PCA plots highlight distinct transcriptional responses between are and the other 2 genotypes and in response to elevated temperature. A) PCA plot for all samples analyzed via RNA-seq. The samples in the right cluster are all are samples, while the group on the left contains both VF36 and the VF36-T3 samples. Individual PCA plots for each genotype reveal the time and temperature response within each genotype with B)are, C) VF36, and D) VF36-T3 samples.

Figure 12.

Transcriptional responses increase across the duration of temperature stress and are accentuated in the are mutant.

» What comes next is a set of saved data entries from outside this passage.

PR #459, opened 2019-08-21
Jest + React 16.9 + snapshot tests for components

karevn:
Using snapshot tests makes component tests much easier to write / test - no need to invent matchers to check if elements are in their places. Also, fixed some places here and there to make tests more reliable.


nukeop:
I decided that we're not going to go ahead with jest, perhaps for a new package in the future.

PR #462, opened 2019-08-22
Feature/redux query

karevn:


karevn:
Please note: this one is not supposed to be merged as it is, it's just a demo. To be viable in a real world, it should be further refactored not to keep all the code in the same file.

karevn:
Over a month has passed. Any news?

nukeop:
I opted not to use this, sorry.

A) The number of DE genes at 34 °C relative to 28 °C within each genotype as determined using EdgeR is graphed as a function of time of pollen tube growth for VF36, are, and VF36-F3H-T3. These genes were defined as DE if they had an adjusted P < 0.05 and log fold change greater than or less than 1. B to D) Volcano plots of the log fold change at 34 °C relative to 28 °C and P-values for all samples. The dotted lines represent P-value cutoffs of 0.05 and log₂FC of 1. B)are, C) VF36, and D) VF36-F3H-T3. Blue circles denote genes that are downregulated (log₂FC below 1), red crosses indicate genes that are upregulated (log₂FC above 1), while gray circles denote genes that do not display a log₂FC above or below the cutoff of 1.

Figure 13.

The heat-dependent transcriptional response of are occurs more rapidly and contains a greater number of unique transcripts. A) Upset plot of temperature-dependent DE genes within each genotype after 75 min heat treatment (105 min total growth). Numbers above bars represent the number of temperature-regulated DE genes that are shared between genotypes connected by lines. Set size refers to the number of DE genes at this specific timepoint for each genotype. B) Biological processes that are significantly enriched in transcripts that are DE at the elevated temperature in the are mutant were determined using String. Groups that were significantly enriched in the are mutant are reported. The number of genes in each group was determined for the other genotypes. Asterisk indicates the groups for which enrichment was significant relative to genome. C) PaLD generated network of 56 genes that were found to be DE in 2 or more genotypes after 75 min heat treatment (105 min total growth) with nodes color coded for each group of like responding transcripts. D) Heatmap of the 56 genes used in the PaLD analysis, with the first column representing the PaLD groups from C) (Khoury et al. 2023). The temperature-dependent log₂FC of these genes was then mapped back to pollen samples taken at the earlier timepoints. Gray boxes represent no detected expression at that timepoint.

Figure 14.

The are mutant displays an upregulated heat response even at optimal temperatures. Heatmap of the 36 genes encoding heat shock factors that were found between are and VF36 at 28 °C. log₂FC of are relative to VF36 for these genes was then mapped back to pollen samples taken at the earlier timepoints. Genes are ranked by highest logFC in are at the 75 min timepoint (105 min total growth). Gray boxes represent no detected expression at that timepoint.